Dynamic Supramolecular Polymer Electrolyte to Boost Ion Transport Kinetics and Interfacial Stability for Solid-State Batteries

Abstract

The key hurdle to the practical application of polymeric electrolytes in high-energy-density solid lithium-metal batteries is the sluggish Li⁺ mobility and inferior electrode/electrolyte interfacial stability. Herein, a dynamic supramolecular polymer electrolyte (SH-SPE) with loosely coordinating structure is synthesized based on poly(hexafluoroisopropyl methacrylate-co-N-methylmethacrylamide) (PHFNMA) and single-ion lithiated polyvinyl formal. The weak anti-cooperative H-bonds between the two polymers endow SH-SPE with a self-healing ability and improved toughness. Meanwhile, the good flexibility and widened energy gap of PHFNMA enable SH-SPE with efficient ion transport and superior interfacial stability in high-voltage battery systems. As a result, the as-prepared SH-SPE exhibits an ionic conductivity of 2.30 × 10⁻⁴ S cm⁻¹, lithium-ion transference number of 0.74, electrochemical stability window beyond 4.8 V, and tensile strength up to 11.9 MPa as well as excellent adaptability with volume change of the electrodes.
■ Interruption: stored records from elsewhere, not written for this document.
Issue #6546, opened 2018-08-07
Using back and forward in browser while uploading to VACOLS


tejans24:
Steps:
1). Upload a validated RO schedule
2). Confirm uploading to VACOLS
3). Click the back button before it finishes
4). Proceed forward again (browser control)

It will keep uploading many many records to VACOLS as long as that process is repeated.

MeredithStewart:
Seems like something that should be stopped. Justin and Scott wouldn't purposely try to mess up the system, but seems like we shouldn't let possibly do either.

oscarAtNava:
@sharonwarner Unless you already started working on this one, it seems related to the 6485 as it is all in the same components. You want me to take a look at this as well?

PR #6564, opened 2018-08-09
Adding transaction for finalized / vacols upload

sharonwarner:
Connects #6546 

### Description
This PR adds a transaction block around setting a schedule period to finalized and uploading the algorithm results to VACOLS.

### Testing Plan
1. Confirm a VACOLS upload through the UI
1. Click the back button
1. Confirm through the rails console that finalized is set to true and the VACOLS updates have gone through
1. Click confirm again
1. Confirm the UI displays a success message but no additional hearings have been added to VACOLS


sharonwarner:
Yeah, there's definitely a couple different ways to do it, I don't think it's worth prioritizing right now since we only have two users, and we can tell them to not hit the back button. I'll create a backlog ticket to come up with a better solution when we have more time.

Issue #6370, opened 2018-07-26
Veteran Documents column iteration: include link, doc count and "new" icon


mkhandekar:
We removed the document count because in colocated research, we found that folks did not mention using document count to help them prioritize cases, and because `View documents` is a much clearer & actionable link than `1234 documents`. 

But that might have been because we didn't actively inquire about it - and that's a small research failure on our part, because we started getting support tickets asking for this feature back. [See slack thread](https://dsva.slack.com/archives/C6E41RE92/p1532379929000041).

Here's a middle-of-the-road approach that meets these needs:

## AC
- actionable link `View Docs`
- leaving space for "new" icon when needed, to the right of the link. [Download SVG here](https://github.com/department-of-veterans-affairs/appeals-design-research/tree/master/Projects/Caseflow%20Queue/images). 
  - on hover, tooltip informs user that "this case has new documents" 
- In table: document count (2 pts smaller than link, in color `$color-gray`)
- In case details: document count (same size as link, in color `$color-gray`)

### In table 
<img width="318" alt="screenshot 2018-07-31 11 13 07" src="https://user-images.githubusercontent.com/1598889/43468747-be3035e6-94b2-11e8-8859-937474d5bfaf.png">

### In case details
<img width="1468" alt="screenshot 2018-07-31 11 17 51" src="https://user-images.githubusercontent.com/1598889/43469072-641cca32-94b3-11e8-87bf-8f020a483081.png">

cc: @sneha-pai @laurjpeterson

laurjpeterson:
This looks good to me! I added the Acceptance Criteria heading to your three bullet points - I think it's ready to be picked up by an engineer!

mkhandekar:
Thank you, LP!

mdbenjam:
What should the loading state for the number of documents be? Is the text `Loading number of docs...` okay?

mkhandekar:
We decided to have the loading text on the table, but not in case details.

lowellrex:
Completed by #6571.

PR #6571, opened 2018-08-09
Unify tooltip appearance and add to new docs icon and Veteran ID copy button

lowellrex:
Connects #6370.

* Unifies the styling of tooltips
* Adds tooltip to new documents icon
* Adds tooltip to Veteran ID copy button

Additionally, this PR creates a new `Tooltip` component which wraps `ReactTooltip`, requires a text attribute (the text of the tooltip) and a child element (the element that triggers the tooltip to appear when it is hovered).

### New documents tooltip
| Table view | Case details title |
| --- | --- |
| image | image |

### Column header tooltip
| Before | After |
| --- | --- |
| image | image |

### Veteran ID copy button tooltip
image

### DIFF
--- a/client/app/queue/components/NewFile.jsx
+++ b/client/app/queue/components/NewFile.jsx
@@ -1,15 +1,14 @@
 // @flow
 import * as React from 'react';
 import { connect } from 'react-redux';
-import { css } from 'glamor';
-import ReactTooltip from 'react-tooltip';
 import { NewFileIcon } from '../../components/RenderFunctions';
-import { COLORS } from '../../constants/AppConstants';
+import Tooltip from '../../components/Tooltip';
 import { bindActionCreators } from 'redux';
 import { getNewDocuments } from '../QueueActions';
 import type {
   BasicAppeal
 } from '../types/models';
+import COPY from '../../../COPY.json';
 
 type Params = {|
   appeal: BasicAppeal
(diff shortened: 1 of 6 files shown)


client/app/queue/components/NewFile.jsx
```diff
@@ -19,6 +22,17 @@ type Props = Params & {|
...
 
+const tooltipID = 'newfile-tip';
+
+const tooltipStyling = css({
+  [`& > #${tooltipID}`]: {
+    backgroundColor: COLORS.GREY_DARK,
+    padding: '0.5rem 1rem',
+    textAlign: 'center'
+  },
+  [`& > #${tooltipID}:after`]: { display: 'none' }
```
lowellrex: Removes the caret from the bottom of the tooltip.

mdbenjam: Is it important to remove the caret? I know the mocks don't have it, but we keep the caret on our task table. I'd like to be consistent here. If we decide there shouldn't be a caret then can we wrap `ReactTooltip` in our own component with these changes? I don't want every usage to have to specify its own CSS.

mdbenjam: The same goes for the text align and color.

mdbenjam:
There is one other place we use the react tooltip: https://github.com/department-of-veterans-affairs/caseflow/blob/master/client/app/hearings/components/WorksheetHeader.jsx#L140-L156 We could try to unify that as well... Don't think that's necessary with this PR though.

In addition, no major electrolyte decomposition inside batteries made from SH-SPE and LiNi_0.8Mn_0.1Co_0.1O₂ cathode can be observed in the in situ differential electrochemical mass spectrometry test. This study provides a new methodology for the macromolecular design of polymer electrolytes to address the interfacial issues in high-voltage solid batteries.